*DATASET*.
= Beginning of Section =

PR #1224, opened 2022-10-18
IGNITE-17612 Fix TableScanNode data propagation.

zstan:


zstan:
@korlov42  @AMashenkov  plz review ? TC problems are the same as for main branch .NET

modules/sql-engine/src/main/java/org/apache/ignite/internal/sql/engine/exec/rel/TableScanNode.java
```diff
@@ -188,7 +188,7 @@ private void push() throws Exception {
             }
         }
```
ygerzhedovich, line 190: why not 
`inBuff.size() < inBufSize` instead of `inBuff.isEmpty()`?

modules/sql-engine/src/main/java/org/apache/ignite/internal/sql/engine/exec/rel/TableScanNode.java
```diff
@@ -188,8 +188,10 @@ private void push() throws Exception {
...
 
-        if (waiting == 0 || activeSubscription == null) {
-            requestNextBatch();
+        if (requested > 0) {
```
ygerzhedovich, line 191: why you don't merge it with `if` code block below?

AMashenkov (approved):

zstan:
@korlov42 @ygerzhedovich guys, plz check it ? thanks !

modules/sql-engine/src/main/java/org/apache/ignite/internal/sql/engine/exec/rel/RootNode.java
```diff
@@ -231,7 +231,7 @@ public void request(int rowsCnt) {
         throw new UnsupportedOperationException();
     }
 
-    private void exchangeBuffers() {
```
ygerzhedovich, line 234: I don't see reason for the change

zstan: of course

modules/sql-engine/src/main/java/org/apache/ignite/internal/sql/engine/exec/rel/TableScanNode.java
```diff
@@ -241,9 +241,7 @@ public void onNext(BinaryRow binRow) {
 
             inBuff.add(row);
 
-            if (++received == inBufSize) {
-                received = 0;
-
+            if (inBuff.size() == inBufSize) {
```
ygerzhedovich, line 244:
```suggestion
            if (inBuff.remainingCapacity() == 0) {
```

ygerzhedovich: I would suggest rewrite all such place to use remainingCapacity(), it's more clear.

zstan: In such a case we need to specify queue implementation i don`t think it`s good idea.

ygerzhedovich: it could be just `BlockingQueue` interface

zstan: we don`t use BlockingQueue features here, or i miss smth ? It can be easily changed in future.

zstan: I suppose no need for using BlockingQueue here, it`s by now only for convenience

modules/runner/src/integrationTest/java/org/apache/ignite/internal/sql/engine/ItIndexSpoolTest.java
```diff
@@ -57,10 +58,11 @@ protected void cleanUp() {
     /**
      * Test.
      */
+    @Disabled("https://issues.apache.org/jira/browse/IGNITE-17959")
     @ParameterizedTest(name = "tableSize=" + ARGUMENTS_PLACEHOLDER)
-    @ValueSource(ints = {1, 10, IN_BUFFER_SIZE, IN_BUFFER_SIZE + 1, 2000})
+    @ValueSource(ints = {1, 10, IN_BUFFER_SIZE * 1/**partitions count*/, IN_BUFFER_SIZE * 1 + 1, 2000})
```
ygerzhedovich, line 63: maybe introduce new constant in the class for the purpose?

zstan: Thanks for pointing, i change it, now there are 2 arguments passed int the test, rowCount and partitions

PR #1225, opened 2022-10-18
ignite-17759

vldpyatkov:


modules/replicator/src/main/java/org/apache/ignite/internal/replicator/message/ReplicaRequest.java
```diff
@@ -28,5 +29,6 @@ public interface ReplicaRequest extends NetworkMessage {
      *
      * @return Replication group id.
      */
-    String groupId();
+    @Marshallable
+    TablePartitionId groupId();
```
sanpwc, line 33: Earlier we've discussed that ReplicaRequest is a general entity that also will be used within meta storage etc. Thus it's not valid to use stuff like Table in int.

modules/replicator/src/main/java/org/apache/ignite/internal/replicator/message/TablePartitionId.java
```diff
@@ -0,0 +1,99 @@
...
+
+import java.io.Serializable;
+import java.util.UUID;
+import org.jetbrains.annotations.NotNull;
+
+/**
+ * The class stores a table id together with a partition id.
+ * It is used as a replication group identifier.
+ */
+public class TablePartitionId implements Comparable<TablePartitionId>, Serializable {
```
sanpwc, line 28: Why it's Serializable?

modules/table/src/integrationTest/java/org/apache/ignite/distributed/ItTxDistributedTestSingleNode.java
```diff
@@ -398,14 +399,13 @@ protected Int2ObjectOpenHashMap<RaftGroupService> startTable(String name, UUID t
                         raftSvc -> {
                             try {
                                 replicaManagers.get(node).startReplica(
-                                        grpId,
+                                        new TablePartitionId(tblId, partId),
```
sanpwc, line 402: I don't like an idea that in some places we use ReplicationGroupId and in some old fashioned String grpId, e.g. grpId on line 387
```
                CompletableFuture<Void> partitionReadyFuture = raftServers.get(node).prepareRaftGroup(
                        grpId,
```

modules/table/src/main/java/org/apache/ignite/internal/table/distributed/TableManager.java
```diff
@@ -681,7 +682,9 @@ private void updateAssignmentInternal(ConfigurationNotificationEvent<byte[]> ass
 
                 String grpId = partitionRaftGroupName(tblId, partId);
 
-                placementDriver.updateAssignment(grpId, nodes);
+                TablePartitionId replicaGrpId = new TablePartitionId(tblId, partId);
```
sanpwc, line 685: `String grpId = partitionRaftGroupName(tblId, partId);` should be removed.

modules/replicator/src/main/java/org/apache/ignite/internal/replicator/message/TablePartitionId.java
vldpyatkov: Because it is used in raft command (look UpdateCommand).

modules/transactions/src/main/java/org/apache/ignite/internal/tx/impl/TransactionImpl.java
```diff
@@ -55,11 +57,14 @@ public class TransactionImpl implements InternalTransaction {
     private final TxManager txManager;
 
     /** Enlisted replication groups: replication group id -> (primary replica node, raft term). */
-    private final Map<String, IgniteBiTuple<ClusterNode, Long>> enlisted = new ConcurrentSkipListMap<>();
+    private final Map<TablePartitionId, IgniteBiTuple<ClusterNode, Long>> enlisted = new ConcurrentSkipListMap<>();
```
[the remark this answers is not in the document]
vldpyatkov: Done.

modules/table/src/main/java/org/apache/ignite/internal/table/distributed/command/UpdateCommand.java
```diff
@@ -40,14 +44,21 @@ public class UpdateCommand extends PartitionCommand {
     /**
      * Creates a new instance of UpdateCommand with the given row to be updated. The {@code rowId} should not be {@code null}.
      *
+     * @param commitTablePartitionId Committed table partition id.
```
sanpwc, line 47: Here and everywhere let's be consistent in naming commit/committed.

modules/table/src/main/java/org/apache/ignite/internal/table/distributed/raft/PartitionListener.java
```diff
@@ -160,9 +160,11 @@ private void handleUpdateCommand(UpdateCommand cmd, long commandIndex) {
             BinaryRow row = cmd.getRow();
             RowId rowId = cmd.getRowId();
             UUID txId = cmd.txId();
+            UUID commitTblId = cmd.getCommitTablePartitionId().getTableId();
+            int commitPartId = cmd.getCommitTablePartitionId().getPartId();
 
             // TODO: IGNITE-17759 Need pass appropriate commitTableId and commitPartitionId.
```
sanpwc, line 166: Please remove todos IGNITE-17759

modules/transactions/src/main/java/org/apache/ignite/internal/tx/InternalTransaction.java
```diff
@@ -52,14 +53,29 @@ public interface InternalTransaction extends Transaction {
      */
     TxState state();
 
+    /**
+     * Assign a replication group that will store the transaction state.
```
sanpwc, line 57: Enlists (Assigns _up to you_) an id of a replication group that will store the transaction state.

sanpwc (changes requested):
Please check my comments.

modules/table/src/main/java/org/apache/ignite/internal/table/distributed/TableManager.java
vldpyatkov: I removed this method, but I think, it isn't exactly what you expected, because now I am using ReplicationGroupId#toString() instead of them.

modules/table/src/integrationTest/java/org/apache/ignite/distributed/ItTxDistributedTestSingleNode.java
vldpyatkov: It rather connected with the replication layer is dedicated from RAFT protocol implementation. They both just cannot have the same class for identification replica.

modules/table/src/main/java/org/apache/ignite/internal/table/distributed/command/UpdateCommand.java
vldpyatkov: I always use commitReplicationGroupId as a name of variable.

modules/table/src/main/java/org/apache/ignite/internal/table/distributed/raft/PartitionListener.java
vldpyatkov: Done.

modules/table/src/main/java/org/apache/ignite/internal/table/distributed/replicator/PartitionReplicaListener.java
```diff
@@ -890,8 +897,10 @@ private CompletableFuture<Object> processSingleEntryAction(ReadWriteSingleRowRep
                     BinaryRow lockedRow = lockedRowId != null
                             ? resolveReadResult(mvDataStorage.read(lockedRowId, HybridTimestamp.MAX_VALUE), txId) : null;
 
-                    CompletableFuture raftFut = lockedRowId != null ? applyCmdWithExceptionHandling(new UpdateCommand(lockedRowId, txId)) :
-                            CompletableFuture.completedFuture(null);
+                    CompletableFuture raftFut =
+                            lockedRowId != null ? applyCmdWithExceptionHandling(new UpdateCommand(committedPartitionId, lockedRowId, txId))
+                                    :
```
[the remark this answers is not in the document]
vldpyatkov: Done.

modules/transactions/src/main/java/org/apache/ignite/internal/tx/InternalTransaction.java
vldpyatkov: Rewrite the comment as: Assigns a replication group id to store the transaction state.

modules/replicator/src/main/java/org/apache/ignite/internal/replicator/message/ReplicaRequest.java
sanpwc: ReplicationGroupId that is replicator module should no nothing about the table. What's the problem in implementing proposed solution with an interface and TablePartitionId implementation.

>I think, it is enough this time, we will have added something else when will use replication for metastorage.
Why would we implement incorrect solution, within the context of plans of moving meta storage towards replicas.

modules/table/src/integrationTest/java/org/apache/ignite/distributed/ItTxDistributedTestSingleNode.java
sanpwc: Why? What if you'll move move Replication to ignite-core? Semantically we use exactly the same entities to identify groups both in replicator and raft. In case of tables it's tableId + partitionIndex. However, because of String nature of in-raft ids it's required to have conversion rules, potentially both sides and explicit grpId params here and there which looks not that good.

modules/table/src/main/java/org/apache/ignite/internal/table/distributed/TableManager.java
sanpwc: Yep, answered above.

modules/table/src/main/java/org/apache/ignite/internal/table/distributed/command/UpdateCommand.java
sanpwc: Nope, sometimes it's `TablePartitionId committedPartition` and besides of that there are

- javadocs, e.g.`commitTablePartitionId Committed` 
- method names  `TablePartitionId committedPartition();`

modules/transactions/src/main/java/org/apache/ignite/internal/tx/InternalTransaction.java
sanpwc: Well, it sound like, that is replication group **id** that stores transaction state.
I mean that you assigns replication group id, that identifies a replication group that stores a transaction state.

PR #1442, opened 2022-12-13
IGNITE-18280 Fix dependencies in Gradle packaging tasks

valepakh:
* Fix dependencies to get rid of Gradle warnings.
* Do not assembly release artifacts (such as .NET binaries) during regular build.

This fix properly declares dependencies between packaging tasks so that Gradle can optimize them correctly and don't complain.
Also this adds a property check for adding release artifacts. The reason is that adding an artifact to the configuration automatically adds a dependency to the `assemble` task so running `gradlew build` always produces artifacts intended only for the release.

= End of Section =

*PROBLEM TO SOLVE*. Pull every line with "class" from the records.

*REPLY*.
ygerzhedovich, line 63: maybe introduce new constant in the class for the purpose?
+ * The class stores a table id together with a partition id.
+public class TablePartitionId implements Comparable<TablePartitionId>, Serializable {
@@ -55,11 +57,14 @@ public class TransactionImpl implements InternalTransaction {
@@ -40,14 +44,21 @@ public class UpdateCommand extends PartitionCommand {
vldpyatkov: It rather connected with the replication layer is dedicated from RAFT protocol implementation. They both just cannot have the same class for identification replica.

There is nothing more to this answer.